On 7/23/21 3:33 PM, Ferruh Yigit wrote:
On 7/22/2021 4:46 PM, Thomas Monjalon wrote:
22/07/2021 15:50, fengchengwen:
Hi, all
I notice ethdev support dev_reset ops, which could be used to recover from
errors, and only 13+ drivers support this function.
'rte_eth_dev_reset()' can be used to reset device config to defaults, not have
to be for error recovering.
And also there is event for reset: RTE_ETH_EVENT_INTR_RESET, and only 6
drivers support it (most of them are VF).
This provides users with two ways to handle hardware errors:
a. driver report RTE_ETH_EVENT_INTR_RESET, and application do reset ops.
b. application detect errors (the detection method is unclear), and call
reset ops to recover.
According to the design of this API, error handling is assigned to the
application, and the driver is only responsible for reporting events. This
simplifies the driver design (for example, the driver does not need to maintain
mutex locks).
As we know, many modern NICs come with firmware, have PCIE interfaces,
support SR-IOV, the hardware errors can have: firmware reboot/PF reset/
VF reset/FLR, but these errors(particularly firmware/PF) are not addressed in
most drivers.
Question 1: what do we think of these errors(particularly firmware/PF)? Do
we think that the probability is very low and that there is no need to deal with
them?
Even rare errors must be managed.
+1
+1
Question 2: I prefer to put error handling in the application layer,
because
doing it in the driver can make the driver complex, but there is no app to
register the INTR_RESET event handler. I think we can build a standard handler
in testpmd, What do you think?
Absolutely. As any ethdev API, it must be tested with testpmd.

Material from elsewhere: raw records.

PR #466, opened 2025-01-10
chore: lint scss imports

tomaszantas:
## Description

Replaces deprecated `@import` with `@forward`. It removes warning from the `npm run build`.

## Changes

- replace `@import` with `@forward` and remove `.scss` from imports in all scss files

## How this has been tested?

Before:

Screenshot 2025-01-10 at 14 45 29

After:

image


imkesin (approved):
This is great!

(I had no idea what the next move would be here)

PR #10, opened 2026-02-06
Implement argument constraints for tool evals

andreban:
Adds support for flexible argument matching in tool evaluations using constraint operato rs.
Key changes:
- Implemented matchesArgument in src/matcher.ts supporting:
  - `$pattern` (Regex match)
  - `$contains` (Substring match)
  - Numeric constraints (`$gt`, `$gte`, `$lt`, `$lte`)
  - `$type` (Type assertions)
  - `$any` (Presence check)
- Added comprehensive tests in src/test/matcher.test.ts.
- Documented constraints in README.md


evals-cli/package.json
beaufortfrancois: Should we update version or not?

PR #42, opened 2026-02-27
Nicer debug output in CLI & HTML report

### LINKED ISSUE #39: [Feature Request] More verbose evals reports including model thoughts
Currently, when a WebMCP evaluation finishes, the report shows tool calls with arguments, PASS/FAIL status and user message. 

In case of PASS this is enough. For FAIL case developer needs to understand why model did what it did, what was the reasoning?

- The report must interleave the model’s `thought` blocks with the corresponding `WebMCP` tool calls and responses.
- Ensure that the reasoning occurring immediately prior to a failed action is highlighted as the primary diagnostic data
- A full history of the model's logic for the entire session, collapsed by default with the "Failure Step" expanded.

swissspidy:
* Nicer progress bar on CLI, with correct Ctrl+C handling
* `--debug` flag for more verbose CLI output
* Sorted object keys for easier comparison between expected vs actual function arguments
* HTML report file is automatically opened in the browser upon finish

Example of the HTML report:

Screenshot 2026-02-27 at 17 47 11

Fixes #39

### DIFF
--- a/evals-cli/src/bin/webmcpevals.ts
+++ b/evals-cli/src/bin/webmcpevals.ts
@@ -8,10 +8,14 @@ import { resolve } from "path";
 import * as dotenv from "dotenv";
 import { Eval } from "../types/evals.js";
 import { WebmcpConfig } from "../types/config.js";
-import { SingleBar } from "cli-progress";
+import ora from "ora";
+import chalk from "chalk";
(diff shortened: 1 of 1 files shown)


Kulikowski (approved):
LGTM!

PR #113, opened 2026-03-30
Fixing linkability for our demos

Kulikowski:
Switched React and Angular demos to use **Hash Routing** to fix deep link breakages when hosted on GitHub Pages (which does not natively support SPA fallback to `index.html`).

#### React Demos
-   **`hotel-chain`** & **`react-flightsearch`**:
    -   Replaced `BrowserRouter` with `HashRouter`.
    -   Removed complex `basename` auto-detection logic, as hash routing is relative to the `index.html` location and does not require path guessing.

#### Angular Demo
-   **`sport-shop-angular`**:
    -   Enabled hash location strategy by updating `provideRouter` with `withHashLocation()`.

This standardizes all routing demos to work out-of-the-box on static hosting environments like GitHub Pages.

### DIFF
--- a/demos/hotel-chain/src/App.tsx
+++ b/demos/hotel-chain/src/App.tsx
@@ -3,43 +3,27 @@
  * SPDX-License-Identifier: Apache-2.0
  */
 
-import { BrowserRouter, Routes, Route } from 'react-router-dom';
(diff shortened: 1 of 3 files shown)


beaufortfrancois (approved):
LGTM

PR #136, opened 2026-04-09
Reverting and fixing deployment file

Kulikowski:
Reverting and fixing deployment file to preserve /demos/ path


beaufortfrancois (approved):
LGTM with nit

Kulikowski:
I'll revert previous PR, we need to fix few imporant things first :)

PR #140, opened 2026-04-10
fix(react-flightsearch): switch from HashRouter to BrowserRouter

andreban:
Replaces `HashRouter` with `BrowserRouter` in the react-flightsearch demo so URLs use clean query parameters (`/results?origin=...`) instead of hash-based routing (`/#/results?origin=...`).

### DIFF
--- a/demos/react-flightsearch/src/App.tsx
+++ b/demos/react-flightsearch/src/App.tsx
@@ -5,7 +5,7 @@
 
 import { useMemo } from "react";
 import {
-  HashRouter as Router,
+  BrowserRouter as Router,
   Routes,
   Route,
   useSearchParams,


Kulikowski:
We've added HashRouter in https://github.com/GoogleChromeLabs/webmcp-tools/commit/f8d12c87e4d3d40b90c5435a4182e60f467567df to support deep links in SPA without workarounds (like 404.html being clone of index.html) for static hosting on GitHub Pages.

To simulate this situation you can do
`npm run build`
`npx http-server dist` 

and then navigating with deep link should yield 404 error,

I think HashRouter is good enough tradeoff for hosting demo on GitHub Pages (not ideal as url is not "clean", but we don't introduce any workarounds),

Please let me know what do you think :)

andreban:
> We've added HashRouter in [f8d12c8](https://github.com/GoogleChromeLabs/webmcp-tools/commit/f8d12c87e4d3d40b90c5435a4182e60f467567df) to support deep links in SPA without workarounds (like 404.html being clone of index.html) for static hosting on GitHub Pages.
> 
> To simulate this situation you can do `npm run build` `npx http-server dist`
> 
> and then navigating with deep link should yield 404 error,
> 
> I think HashRouter is good enough tradeoff for hosting demo on GitHub Pages (not ideal as url is not "clean", but we don't introduce any workarounds),
> 
> Please let me know what do you think :)

Makes sense. I'll cancel this PR.

PR #150, opened 2026-04-22
fix: topping button when WebMCP is not enabled

marcianoskate:
Update the topping buttons to call the right signature of `addToppings` when WebMCP is not enabled.


beaufortfrancois (approved):
Thanks for catching!

PR #153, opened 2026-04-24
Remove unregisterTool calls

beaufortfrancois:
Now that AbortSignal has reached Chrome Stable channel, we can remove unregisterTool calls.

See https://chromiumdash.appspot.com/commit/71866d873bb9e87303f9009a188d429027fdd7a2


andreban (approved):
LGTM

PR #175, opened 2026-05-14
Search product is now globally available tool

Kulikowski:
Making search product globally available to support more complex CUJs

### DIFF
--- a/demos/sport-shop-angular/src/app/services/webmcp.service.ts
+++ b/demos/sport-shop-angular/src/app/services/webmcp.service.ts
@@ -98,5 +98,40 @@ export class WebmcpService {
         return { success: true, message: "Cart opened." };
       }
     });
+
+    // 4. Search Product Tool
+    modelContext.registerTool({
+      name: "search_product",
+      description: "Search for products based on the query.",
+      inputSchema: {
+        type: "object",
+        properties: {
+          query: {
+            type: "string",
+            description: "Search term for products (e.g. 'soccer boots', 'running gear')."
+          },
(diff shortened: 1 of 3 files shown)


demos/sport-shop-angular/src/app/services/webmcp.service.ts
```diff
@@ -98,5 +98,40 @@ export class WebmcpService {
...
+        }
+      },
+      execute: (params: any) => {
+        const searchParams: any = {
+          q: (params && params.query) ? params.query : ''
+        };
+        if (params && params.category && params.category !== 'ALL') searchParams.category = params.category;
+        if (params && params.size && params.size !== 'ALL') searchParams.size = params.size;
+
+        this.router.navigate(['/search'], { queryParams: searchParams });
```
beaufortfrancois, line 132: Side note: Do we need to await for the navigation to occur to follow our best practices? Something like `await this.router.navigate...` before returning result?

demos/sport-shop-angular/src/app/services/webmcp.service.ts
```diff
@@ -98,5 +98,40 @@ export class WebmcpService {
...
       }
     });
+
+    // 4. Search Product Tool
+    modelContext.registerTool({
+      name: "search_product",
+      description: "Search for products based on the query.",
+      inputSchema: {
+        type: "object",
+        properties: {
```
beaufortfrancois, line 108: Did you compare declarative inputSchema and this one? Which one worked the best?

PR #182, opened 2026-05-26
fix(demos/analytics-dashboard): resolve query tool only after React rendering commits

andreban:
Addresses the race condition in the WebMCP analytics-dashboard query tool. The issue happened because `flushSync` forced the DOM to update, but didn't wait for the browser to re-render.

By using a deferred promise queue that resolves inside a React on-commit `useEffect` hook, we guarantee the tool only completes execution after the browser has successfully performed layout/paint cycles on the updated DOM, avoiding stale visual screenshots for AI agents.

This also removes usage of `flushSync`, which the [React documentation marks as uncommon and that it's usage may hurt performance](https://react.dev/reference/react-dom/flushSync).

### DIFF
--- a/demos/analytics-dashboard/src/App.jsx
+++ b/demos/analytics-dashboard/src/App.jsx
@@ -3,7 +3,6 @@
  * SPDX-License-Identifier: Apache-2.0
  */
 import { useState, useEffect, useMemo, useCallback, useRef } from "react";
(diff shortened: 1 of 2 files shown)


Kulikowski (approved):
LGTM

andreban:
CC @MiguelsPizza -> interesting finding in our of our tests on `flushSync`.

Testpmd registers for RESET event, but when event received all it does is print
a log, so there is not logic behind it.
If the intention is to add a error handling logic into testpmd, my concern is it
being too complex or too device specific.

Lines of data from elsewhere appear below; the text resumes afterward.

PR #194, opened 2026-05-28
Improving parameter handling and waiting for tool loads

Kulikowski:
Improving parameter handling and adding temp waiting for tool loads

### DIFF
--- a/evals-cli/src/backends/vercel.ts
+++ b/evals-cli/src/backends/vercel.ts
@@ -183,7 +183,11 @@ export class VercelBackend implements Backend {
                   );
                 }
               : undefined,
-            prepareStep: (_opts: any): any => {
+            prepareStep: async (_opts: any): Promise<any> => {
+              // TODO Investigate no delay
+              // Wait 500ms for any pending page transition or rendering to settle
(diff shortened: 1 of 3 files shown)


evals-cli/src/backends/vercel.ts
```diff
@@ -183,7 +183,11 @@ export class VercelBackend implements Backend {
                   );
                 }
               : undefined,
-            prepareStep: (_opts: any): any => {
+            prepareStep: async (_opts: any): Promise<any> => {
+              // TODO Investigate no delay
+              // Wait 500ms for any pending page transition or rendering to settle
+              await new Promise((r) => setTimeout(r, 500));
```
beaufortfrancois, line 189: @Kulikowski  I'd love to understand why this is needed as this was not needed before in https://github.com/GoogleChromeLabs/webmcp-tools/pull/178/changes#diff-59d0217c7f6be32acdf7d82bbddd4be3203159a6fb7ffe3294acbc9d3f7483af

Kulikowski: Added during debugging Puppeteer integration. Left TODO here as I think it shouldn't be required here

Error recovery must not be device specific. Otherwise, every application
needs the specific and will be hard to port across different drivers.
And if there is something to cleanup, or recover etc in application level, it
makes sense application to receive the event and act on it. But if the
reset/recover can be handled in the PMD, if possible transparently, I think that
is better choice.
Application should be notified to stop datapath at least. IMHO it would
be better if application controls the recovery using easy and well
defined algorithm:
- register to be notified about necessity to do the recovery
- receive event
- stop datapath
- do reset
- restore configuration, start
- start datapath
Another thing is I am not sure if what the applications should do on the reset
event clear or same for all PMDs, which is not good.